Entirely agree with that. Seriously, cotton (the #1 most water-intensive crop being grown) in the desert?


Even lettuce is pretty nutty.

TxCoatl1970 said:
Cities have one supplier of water and can set water rates and actually formulate and enforce saner water use policies. Since the 1990's more water utilities have gotten religion about promoting xeriscaping and restricting water usage.
I had a feeling that was a city responsibility, but didn't know.

Thx for clearing it up.

Also glad to hear it's changing.
TxCoatl1970 said:
Agriculture OTOH draws water from many sources and there's a multitude of players using private property claims on water that make it next to impossible to formulate and enforce a sane water-use policy.
Agribiz has a damned effective lobby to prevent any effective federal or state actions to change that too.
Word, & then some.
TxCoatl1970 said:
you'd have to butterfly a lot of things for sprawl not to happen. Since sprawl usually involves farmers selling out to developers you'd have to butterfly the reasons those farmers near cities sold out.
IDK. AFAICT, it takes quite small changes in tax treatment, like not making it so unattractive to farm near cities (or so attractive to sell to developers), or so attractive to buy larger houses.
TxCoatl1970 said:
As I said before, it'd also have been nice if you didn't bottle up residential construction for sixteen years so housing stock in the Midwest and East Coast cities didn't get so dilapidated from 1929-1945.
Agreed. Do you think there were opportunities for developers to buy up old stocks & rebuild? So an incentive, or a visionary developer, in the Depression, with the aim to rebuild, at a time when prices are very low & demand for jobs is high?
history nerd said:
if you cant fund something on the private level or through the free market it likely means it shouldn't be done.
So you think the TVA was a bad idea? (I might also ask about commsats, which were gov't funded in the first instance...

)
Yes, some of the consequences were unfortunate. Also unanticipated, AFAIK.
history nerd said:
Rerouting rivers is one of the worst things we have done to this planet/country.
I'd generally agree with that. The consequences may be more dire than anybody anticipates...

Frex, did you know, if you take enough river flow out of the Arctic, which the Soviet diversion schemes proposed (& some U.S. proposals did, too, IIRC), you could shut off the Gulf Stream?

Meanwhile, we hear Congressmen & Senators from Arizona & New Mexico talking about how Canada "has to give us water".


Take some advice from Bill Maher: turn off the damn fountains.

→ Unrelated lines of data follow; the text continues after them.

PR #244, opened 2022-09-24
Decompiled 4 functions in unknown_078050

DavidSM64:
Decompiled 4 functions in unknown_078050.c that are used to setup the graphics microcode. I believe that only setupOSTasks is used, with the other 3 going unused. Also updated the score in the README.


Ryan-Myers (approved):
LGTM

PR #246, opened 2022-09-29
Minor misc labelling

FazanaJ:
This started out as a critical fix for a macro that causes the build to fail, but I got carried away and started labelling some stuff I had recently learned about.

As for the ultratypes change, that's to make it identical to libultra, as seen in UltraLib.


Ryan-Myers (approved):
All looks good to me.

PR #250, opened 2022-10-03
Identify and label a few things

FazanaJ:
Also starting on the menu texture lookup table enum
Gotten what's easily doable, the rest will be a bit more annoying to find.


Ryan-Myers (approved):
Looks REALLY good. Nothing notable to suggest from me, just a couple things I noticed while reviewing.

PR #251, opened 2022-10-04
Bit more menu identification

FazanaJ:


Ryan-Myers (approved):
Great work as always. My condolences for the character select data documenting :p

PR #253, opened 2022-10-20
Matched func_8008F00C, and started work on some var identification

Ryan-Myers:
Figured I should submit this as it was getting hard to keep it up to date with the latest changes.


src/menu.c
```diff
@@ -2123,7 +2118,7 @@ void draw_menu_elements(s32 arg0, MenuElement *elem, f32 arg2) {
                     xPos = tempX + elem->center;
                     tempY = elem->bottom - elem->middle;
                     tempY *= arg2;
-                    yPos = tempY + elem->middle;
+                    yPos = (tempY & 0xFFFFFFFFFFFFFFFFu) + elem->middle;
```
DavidSM64, line 2121: Is this required? Kinda looks like a fake match. If it is, you might want to add a comment saying so.

DavidSM64 (approved):
Looks good.

src/menu.c
Ryan-Myers: It's definitely a fake match I forgot I included. The function itself still isn't matching, but this made a huge impact on the score, and it might make it easier to figure out the rest.

PR #255, opened 2022-10-21
download recomp binaries instead of building

tonyspumoni:
cuts build & verify time down quite a bit


DavidSM64 (approved):
LGTM, hope it works!

PR #258, opened 2022-10-22
update score-updater step to push to PR branch, not default branch

tonyspumoni:
also small fix for the score.sh script itself


DavidSM64 (approved):
Lets hope it works!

Tear up the golf courses. Then maybe we'll talk.
Better still, why don't you do what Niven & Pournelle proposed, & go grab some icebergs? Tow them into L.A. or Galveston, melt them, & pump the water where you want it...
history nerd said:
If the US ever breaks up the first thing that will happen will be a massive war between CA and the rest of the west when the water gets shut off... I would love to see a future TL based on that actually.
I'm waiting for the first water pipelines from Canada. Expect them to get blown up pretty fast...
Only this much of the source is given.